Repeat the entries shown below with every word and mark intact.

Collected data
....
PR #210, opened 2024-10-16
chore(staking): add new staking genesis config

0xHansLee:
Added a genesis configuration for local network according to https://github.com/piplabs/cosmos-sdk/pull/2.

issue: none


jdubpark (approved):

0xHansLee:
Close this PR since we decided not to set as genesis config, but hardcode it.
....
SOLUTION —
PR #210, opened 2024-10-16
chore(staking): add new staking genesis config

0xHansLee:
Added a genesis configuration for local network according to https://github.com/piplabs/cosmos-sdk/pull/2.

issue: none


jdubpark (approved):

0xHansLee:
Close this PR since we decided not to set as genesis config, but hardcode it.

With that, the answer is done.